For these who wonder that DoEval is private (and virtual) but it is still possible to overloaded it in derived class I may recommend parashift.com/c+±faq-lite/s … tance.html - [23.4] When should someone use private virtuals? .

You may find 2 examples in the attachement: the old one using Chi2Function and new one using just IMultiGenFunction. Both examples work for me so let me know in the case of any problem. In the second example on python side one just does:

print 'EXAMPLE 2 - MINIMIZE A MULTI GENERIC FUNCTION'
myfun2  = ROOT.MyFCN2()
params2 = array('d',[1.])
fitter.FitFCN(myfun2,params2)
fitter.Result().Print(ROOT.cout,True)

And the question is:

[code]

Q: Is it possible to define myfun on python side and not on the C++ side?

Something like:

def myfun2(params):

return …

and then call fitter.FitFCN(myfun2,params2)?[/code]

Maybe it is possible to use (as you suggested) the forwarding from the minuit function + some tricks with call function (you know better then me).

Hope that helps at least little bit…

Cheers,
Jiri
mymodel.C (1.08 KB)
myfcn.C (1.24 KB)
test.py (1.52 KB)

wlav · November 26, 2010, 4:30am

Jiri,

thanks, those were very helpful.

So I added an TPyMultiGenFunction that can be used as a base class, with the express intention of adding a TPyMultiGradFunction (which would follow the exact same lines), if this works for you … That should cover all cases in one way or another.
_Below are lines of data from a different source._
PR #304, opened 2017-10-27
Fix softmax identification in model_loss

carlini:
model_loss determines softmax by looking for the string 'softmax' in the inputs to the tensor. Inception (and others) uses 'pre_softmax' for the logits, breaking it. This is a specific workaround for those default models.


carlini:
Actually, I decided this probably is a bad idea. Let's not do this. It's better to have people just use the model interface.

Issue #276, opened 2017-09-26
Create better tests for the MadryEtAl attack


npapernot:
@fartashf is working on this.

goodfeli:
Completed in #305

PR #305, opened 2017-10-30
Tests for Madryetal attack, Addressing #276

fartashf:


cleverhans/attacks.py
```diff
@@ -1182,12 +1182,13 @@ def attack_single_step(self, x, eta, y):
...
         adv_x = adv_x + scaled_signed_grad
-        adv_x = tf.clip_by_value(adv_x, self.clip_min, self.clip_max)
+        if self.clip_min is not None and self.clip_max is not None:
+            adv_x = tf.clip_by_value(adv_x, self.clip_min, self.clip_max)
         eta = adv_x - x
         eta = clip_eta(eta, self.ord, self.eps)
         return x, eta
 
-    def attack(self, x, **kwargs):
+    def attack(self, x, y, **kwargs):
```
npapernot: It would be best to pass y as one of the kwargs, to keep the unified interface across different attacks.

tests_tf/test_attacks.py
```diff
@@ -678,17 +679,96 @@ def test_generate_gives_adversarial_example(self):
...
+        """
+        This test will fail if an initial random step is not taken.
+        """
+        x_val = np.random.rand(100, 2)
+        x_val = np.array(x_val, dtype=np.float32)
+
+        orig_labs = np.argmax(self.sess.run(self.model(x_val)), axis=1)
+        new_labs_multi = orig_labs.copy()
+
+        for i in range(10):
```
npapernot: Can you add a one liner comment describing what the test is doing to test that an initial random step was taken? From what I'm understanding it's replacing all labels that were identical in the previous iteration by the labels predicted on adversarial examples computed on the current iteration.

cleverhans/attacks.py
fartashf: I think you are comparing to the interface for `generate` function but this line defines the `attack` function which is special to the MadryEtAl and similar to function `fgm` here: https://github.com/tensorflow/cleverhans/blob/cca980212c07b952d0849e3df4d59b6185e3ce91/cleverhans/attacks_tf.py#L23

The kwargs was unnecessary and I removed it in 0bc4a67.

tests_tf/test_attacks.py
fartashf: Added comments in 85dea1d.

fartashf:
Thanks Nicolas for the comments. I addressed them above.

fartashf:
Tests are failing on the mnist_tutorial_tf which is untouched by this PR. Looks like the atol_fac for Tensorflow=1.1.0 is too tight. Or maybe the tutorial needs better seeding.

npapernot:
Let's loosen the test then. The tutorials do need better seeding but unfortunately all of our efforts at making the results fully deterministic have been unsuccessful so far.

fartashf:
Thanks, @npapernot. Tests have passed.

npapernot:
Thanks Fartash!

Issue #253, opened 2017-08-30
Better seeding / test that seeding works


goodfeli:
Our tutorial tests still show significant differences when run multiple times. See the comments on this PR for some examples: https://github.com/tensorflow/cleverhans/pull/249

We should figure out which part of the tutorials is not seeded correctly, seed it, and add a test that running the tutorial twice gives nearly the same result.

goodfeli:
I did some work toward this but didn't complete it, in this PR: https://github.com/tensorflow/cleverhans/pull/255

The PR adds the necessary tests, but with loose tolerance. This will hopefully make sure we at least don't add more non-deterministic ops, but I haven't found the cause of the current non-determinism yet.

goodfeli:
@npapernot  and I discussed this today during the hackathon. Our current state of knowledge is: TensorFlow isn't deterministic so we won't be able to make CleverHans completely deterministic. There are still some things we could do to make CleverHans more deterministic, like set eigen to be single threaded.

catherio:
@goodfeli Can you clarify what work still has to be done now that #308 has been merged?

npapernot:
David would be the person to talk to about this :) My understanding is that there is little chance we will get this solved without making changes to tensorflow

goodfeli:
Which David?

I think the main thing to do is to run the determinism tests with Eigen configured to be single-threaded. I'm not sure whether there are more sources of non-determinism in TensorFlow besides that.

CleverHans will probably always be non-deterministic during real use because the underlying linear algebra primitives are non-deterministic, but we can write unit tests that check that CleverHans isn't adding new non-determinism by failing to seed RNGs.

npapernot:
This would be @david-berthelot :)

David can confirm, but that's exactly what he found out too I believe

david-berthelot:
I have narrowed the problem down to a trivially small test case. The problem was consecutive calls to tf.Session() seemed to have their internal seed (it's been 2 weeks I looked at it, didn't have time since then so I'm not entirely clear).

PR #308, opened 2017-11-03
Tighten mnist tutorial tests

fartashf:
Given the atol_fac, the tests had become too loose. the new values allow 1.5% change in the train/test clean/adv accuracies except for adversarial training accuracy that is allowed to change 6%.

### DIFF
--- a/tests_tf/test_mnist_tutorial_tf.py
+++ b/tests_tf/test_mnist_tutorial_tf.py
@@ -43,10 +43,10 @@ class TestMNISTTutorialTF(CleverHansTest):
                          atol=atol_fac * 5e-3)
         self.assertClose(report.train_adv_train_clean_eval,
                          report_2.train_adv_train_clean_eval,
-                         atol=atol_fac * 2e-2)
+                         atol=atol_fac * 5e-3)
         self.assertClose(report.train_adv_train_adv_eval,
                          report_2.train_adv_train_adv_eval,
-                         atol=atol_fac * 2e-1)
+                         atol=atol_fac * 2e-2)
 
 
 if __name__ == '__main__':


fartashf:
@npapernot, thanks for the merge. Is there a reason for having different atol_fac for different TF versions? Is there a difference in the underlying seeding mechanism? The change was introduced in 7ab2a7fa4a07f3a52a49e5197b347ba78c7cb8ed. I have a commit that fails the test for TF<1.1.0.

npapernot:
The reason is that some tests were previously failing for one of the two TF
versions we're testing. These tests are not ideal to begin with, but before
we solve the reproducibility issue #253, it's going to remain a problem.

npapernot:
Ah that is possible, I will try to spend some time on this Friday afternoon. This has been a problem for a long time and at this point we cannot rely on these tests for what it's worth.

npapernot:
In the meanwhile, feel free to adjust the atol_fac if needed, I trust your judgment.

goodfeli:
This causes the tests to fail on CPU on tf 1.0.1 on my MacBook Pro now.

  File "/Users/goodfellow/cleverhans/tests_tf/test_mnist_tutorial_tf.py", line 46, in test_mnist_tutorial_tf
    atol=atol_fac * 5e-3)
  File "/Users/goodfellow/cleverhans/cleverhans/devtools/checks.py", line 29, in assertClose
    assert np.allclose(x, y, *args, **kwargs), (x, y)
AssertionError: (0.94540000000000002, 0.96060000000000001)

fartashf:
As a temporary fix, I made a new PR #310 to loosen tests for TF<1.1.0.

PR #318, opened 2017-11-25
Alternative implementation for JSMA

zHiOoO:
I know there is currently another open pull request for the JSMA, but I just want to share the work I have done and hopefully it can help too. 

My motivation for the change is to improve the efficiency to generate adversarial examples for JSMA. With the change, the time needed for generation should be greatly reduced. I haven't done a precise measurement, but it roughly takes about 15 sec to generate 500 adversarial samples with GPU. 

The change tries to keeps the same interface of the original implementation, so that no modification is needed for tutorial.

I have run the tests in the test_tf and the tutorial. Some of the tests in test_tf is failing, but I think it fails even without my change. I also tried to fix the "test_generate_np_targeted_gives_adversarial_example" test, but I can't. Maybe someone can comment on what the test is trying to do. 

Any comments and suggestions are appreciated.

### DIFF
--- a/cleverhans/attacks.py
+++ b/cleverhans/attacks.py
@@ -486,37 +486,33 @@ class SaliencyMapMethod(Attack):
         :param y_target: (optional) Target tensor if the attack is targeted
         """
         import tensorflow as tf
-        from .attacks_tf import jacobian_graph, jsma_batch
+        from .attacks_tf import jsma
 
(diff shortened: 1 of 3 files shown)


zHiOoO:
I signed it!

zHiOoO:
I accidentally submitted the change with a wrong email. Closing this one and will create another one.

Basically, for creating your own function, do something like:

[code]class PyMyFCN2( ROOT.TPyMultiGenFunction ):
def init( self ):
ROOT.TPyMultiGenFunction.init( self, self )

def NDim( self ):
    print 'PYTHON NDim called'
    return 1

def DoEval( self, x ):
    ret = x[0]*x[0]
    print 'PYTHON MyFCN2::DoEval val=', ret
    return ret;

[/code]
And for the case where you’d otherwise derive from a more elaborate function class such Chi2Function, make it a data member of the python object and forward all calls to that data member.
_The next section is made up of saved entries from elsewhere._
PR #319, opened 2017-11-25
Alternative implementation for JSMA

zHiOoO:
I know there is currently another open pull request for the JSMA, but I just want to share the work I have done and hopefully it can help too.

My motivation for the change is to improve the efficiency to generate adversarial examples for JSMA. With the change, the time needed for generation should be greatly reduced. I haven't done a precise measurement, but it roughly takes about 15 sec to generate 500 adversarial samples with GPU.

The change tries to keeps the same interface of the original implementation, so that no modification is needed for tutorial.

I have run the tests in the test_tf and the tutorial. I think there is something wrong with the "test_generate_np_targeted_gives_adversarial_example" test. I tried to fix it, but I can't find a good way to do so. Maybe someone can comment on what the test is trying to do.

Any comments and suggestions are appreciated.

### DIFF
--- a/cleverhans/attacks.py
+++ b/cleverhans/attacks.py
@@ -472,7 +472,7 @@ class SaliencyMapMethod(Attack):
         import tensorflow as tf
         self.feedable_kwargs = {'y_target': tf.float32}
         self.structural_kwargs = ['theta', 'gamma',
-                                  'clip_max', 'clip_min']
+                                  'clip_max', 'clip_min', 'symbolic_impl']
 
     def generate(self, x, **kwargs):
         """
@@ -486,36 +486,68 @@ class SaliencyMapMethod(Attack):
         :param y_target: (optional) Target tensor if the attack is targeted
         """
         import tensorflow as tf
-        from .attacks_tf import jsma_symbolic
 
         # Parse and save attack-specific parameters
         assert self.parse_params(**kwargs)
 
-        # Create random targets if y_target not provided
-        if self.y_target is None:
-            from random import randint
+        if self.symbolic_impl:
+            from .attacks_tf import jsma_symbolic
 
-            def random_targets(gt):
-                result = gt.copy()
-                nb_s = gt.shape[0]
-                nb_classes = gt.shape[1]
+            # Create random targets if y_target not provided
+            if self.y_target is None:
+                from random import randint
 
-                for i in xrange(nb_s):
-                    result[i, :] = np.roll(result[i, :],
-                                           randint(1, nb_classes-1))
+                def random_targets(gt):
+                    result = gt.copy()
+                    nb_s = gt.shape[0]
+                    nb_classes = gt.shape[1]
 
-                return result
+                    for i in xrange(nb_s):
+                        result[i, :] = np.roll(result[i, :],
+                                               randint(1, nb_classes-1))
 
-            labels, nb_classes = self.get_or_guess_labels(x, kwargs)
-            self.y_target = tf.py_func(random_targets, [labels], tf.float32)
-            self.y_target.set_shape([None, nb_classes])
+                    return result
 
-        return jsma_symbolic(x, model=self.model, y_target=self.y_target,
-                             theta=self.theta, gamma=self.gamma,
-                             clip_min=self.clip_min, clip_max=self.clip_max)
+                labels, nb_classes = self.get_or_guess_labels(x, kwargs)
+                self.y_target = tf.py_func(random_targets, [labels], tf.float32)
+                self.y_target.set_shape([None, nb_classes])
+
+            x_adv = jsma_symbolic(x, model=self.model, y_target=self.y_target,
+                                  theta=self.theta, gamma=self.gamma,
+                                  clip_min=self.clip_min, clip_max=self.clip_max)
+        else:
+            from .attacks_tf import jacobian_graph, jsma_batch
+
+            # Define Jacobian graph wrt to this input placeholder
+            preds = self.model.get_probs(x)
+            nb_classes = preds.get_shape().as_list()[-1]
+            grads = jacobian_graph(preds, x, nb_classes)
+
+            # Define appropriate graph (targeted / random target labels)
+            if self.y_target is not None:
+                def jsma_wrap(x_val, y_target):
+                    return jsma_batch(self.sess, x, preds, grads, x_val,
+                                      self.theta, self.gamma, self.clip_min,
+                                      self.clip_max, nb_classes,
+                                      y_target=y_target)
+
+                # Attack is targeted, target placeholder will need to be fed
+                x_adv = tf.py_func(jsma_wrap, [x, self.y_target], tf.float32)
+            else:
+                def jsma_wrap(x_val):
+                    return jsma_batch(self.sess, x, preds, grads, x_val,
+                                      self.theta, self.gamma, self.clip_min,
+                                      self.clip_max, nb_classes,
+                                      y_target=None)
+
+                # Attack is untargeted, target values will be chosen at random
+                x_adv = tf.py_func(jsma_wrap, [x], tf.float32)
+
+        return x_adv
 
     def parse_params(self, theta=1., gamma=1., nb_classes=None,
-                     clip_min=0., clip_max=1., y_target=None, **kwargs):
+                     clip_min=0., clip_max=1., y_target=None, 
+                     symbolic_impl=True, **kwargs):
         """
         Take in a dictionary of parameters and applies attack-specific checks
         before saving them as attributes.
@@ -538,6 +570,7 @@ class SaliencyMapMethod(Attack):
         self.clip_min = clip_min
         self.clip_max = clip_max
         self.y_target = y_target
+        self.symbolic_impl = symbolic_impl
 
         return True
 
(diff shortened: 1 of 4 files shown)


npapernot:
Thanks for the pull request, in the future it would be best to discuss this on the cleverhans-dev@ mailing list to avoid duplicate PRs. I do appreciate you sharing your work.

Let us see if it makes sense to keep #275 given that this PR has been open. @gongzhitaao are you planning to complete your PR soon, or should we close it and all work towards this current PR being merged (#319)?

cleverhans/attacks_tf.py
```diff
@@ -257,151 +184,138 @@ def jacobian_graph(predictions, x, nb_classes):
...
+
+        # Create a mask to only keep features that match conditions
+        if increase:
+            scores_mask = ((target_sum > 0) & (other_sum < 0))
+        else:
+            scores_mask = ((target_sum < 0) & (other_sum > 0))
 
-        # Update loop variables
-        iteration = iteration + 1
+        # Create a 2D numpy array of scores for each pair of candidate features
```
gongzhitaao: Quick question: suppose we have an N by N image and we need to find the best pair to perturb, according to this code, we need a matrix of N^2 by N^2, am I understanding it right? In this case, suppose we want to perturb an image of size100x100, then we need approx. 2G memory.

gongzhitaao:
I'm OK either way.  I quickly went through the implementation. As far as I could see, for smaller image size, this solution should be faster than mine since the graph is simpler and more vectorized.
@zHiOoO Have you tested 256x256 images from ImageNet?

cleverhans/attacks_tf.py
zHiOoO: Yes, you are right. And it will take more memory if the image has multiple channels.

zHiOoO:
@gongzhitaao No, I haven't tried using images with 256x256. You have a very good point. What I have done is a direct port from the original implementation. It works well for simple dataset like MNIST, but it does has memory issue for datasets with larger image size.

gongzhitaao:
@npapernot I think we could close my PR #275 and work toward this submission.
@zHiOoO Your code has some good idea that I want to integrate into my own implementation.  Thank you for the PR :smiley:

npapernot:
Thanks for taking the time to look at this PR @gongzhitaao , I will close #275 for now. Hope that you are able to build on / contribute to this PR with your implementation ideas.

cleverhans/attacks_tf.py
```diff
@@ -257,151 +184,138 @@ def jacobian_graph(predictions, x, nb_classes):
...
-        current = utils_tf.model_argmax(sess, x, predictions,
-                                        adv_x_original_shape, feed=feed)
+        target_class = tf.reshape(tf.transpose(y_in, perm=[1, 0]),
+                                  shape=[nb_classes, -1, 1])
+        other_classes = tf.cast(tf.not_equal(target_class, 1), tf.float32)
+
+        grads_target = tf.reduce_sum(grads * target_class, axis=0)
+        grads_other = tf.reduce_sum(grads * other_classes, axis=0)
+
+        # Remove the already-used input features from the search space
```
npapernot: Why not just set the values of `grads_target` and `grads_other` to 0 for the features in domain_in? These way they will not match the `scores_mask` conditions below.

cleverhans/attacks_tf.py
```diff
@@ -257,151 +184,138 @@ def jacobian_graph(predictions, x, nb_classes):
...
+        p1_one_hot = tf.one_hot(p1, depth=nb_features)
+        p2_one_hot = tf.one_hot(p2, depth=nb_features)
 
-    # Report success when the adversarial example is misclassified in the
-    # target class
-    if current == target:
-        return np.reshape(adv_x, original_shape), 1, percent_perturbed
-    else:
-        return np.reshape(adv_x, original_shape), 0, percent_perturbed
+        # Check if more modification is needed for each samples
```
npapernot: "for each sample"

cleverhans/attacks_tf.py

Is in trunk. Let me know what you think …

Cheers,
Wim

jprochaz · November 26, 2010, 4:57pm

Hi Wim,

it looks really nice and it works for me!

Some comments/ideas:

If I comment out PyMyFCN2.DoEval and/or PyMyFCN2.NDim

class PyMyFCN2( ROOT.TPyMultiGenFunction ):
    def __init__( self ):
        ROOT.TPyMultiGenFunction.__init__( self, self )

#    def NDim( self ):
#       print 'PYTHON NDim called'
#        return 1

    def DoEval( self, x ):
        ret = x[0]*x[0]
        print 'PYTHON MyFCN2::DoEval val=', ret
        return ret

(e.g. a user forget to define these methods) then I get :

(Bool_t)1
EXAMPLE - MINIMIZE A PYTHON MULTI GENERIC FUNCTION
---------------------------------------------------------------------------
TypeError                                 Traceback (most recent call last)
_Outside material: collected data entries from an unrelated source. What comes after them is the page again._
PR #320, opened 2017-12-01
support different clipping values for different pixels

sli057:
The original cleverhans assumes the clip_min and clip_max to be the same for all pixels.
However, in some case, for example, preprocessing a image by subtracting the corresponding mean value on each pixel, the clip_min and clip_max are actually different for each pixel.
The modified code supports the mentioned new clip for four attack classes: FastGradientMethod, BasicIterativeMethod, VirtualAdversarialMethod, MadryEtAl; while SaliencyMapMethod, CarliniWagnerL2, DeepFool, ElasticNetMethod are not modified yet.


npapernot:
Thanks for the PR, but I don't see any files checked-in? The only two files that appear on the PR are `.DS_store` files.

sli057:
Hi,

/home/jiri/Desktop/rootProblem/test8/testpyfit.py in <module>()
     26 myfun3  = PyMyFCN2()
     27 params3 = array('d',[1.])
---> 28 fitter.FitFCN(myfun3,params3)
     29 fitter.Result().Print(ROOT.cout,True)
     30 

TypeError: none of the 4 overloaded methods succeeded. Full details:
  std::bad_alloc (C++ exception)
  bool Fitter::FitFCN(const ROOT::Math::IMultiGradFunction& fcn, const double* params = 0, unsigned int dataSize = 0, bool chi2fit = false) =>
    could not convert argument 1
  bool Fitter::FitFCN(ROOT::Fit::Fitter::MinuitFCN_t fcn, int npar = 0, const double* params = 0, unsigned int dataSize = 0, bool chi2fit = false) =>
    could not convert argument 2
  none of the 4 overloaded methods succeeded. Full details:
  bool Fitter::FitFCN(const ROOT::Math::IMultiGenFunction& fcn, const double* params = 0, unsigned int dataSize = 0, bool chi2fit = false) =>
    could not convert argument 1
  bool Fitter::FitFCN(const ROOT::Math::IMultiGradFunction& fcn, const double* params = 0, unsigned int dataSize = 0, bool chi2fit = false) =>
    could not convert argument 1
  bool Fitter::FitFCN(ROOT::Fit::Fitter::MinuitFCN_t fcn, int npar = 0, const double* params = 0, unsigned int dataSize = 0, bool chi2fit = false) =>
    could not convert argument 2
  "<PyCObject object at 0x1d05a58>" is not a valid python callable
WARNING: Failure executing file: <testpyfit.py>
Python 2.7 (r27:82500, Oct 20 2010, 03:28:42) 
Type "copyright", "credits" or "license" for more information.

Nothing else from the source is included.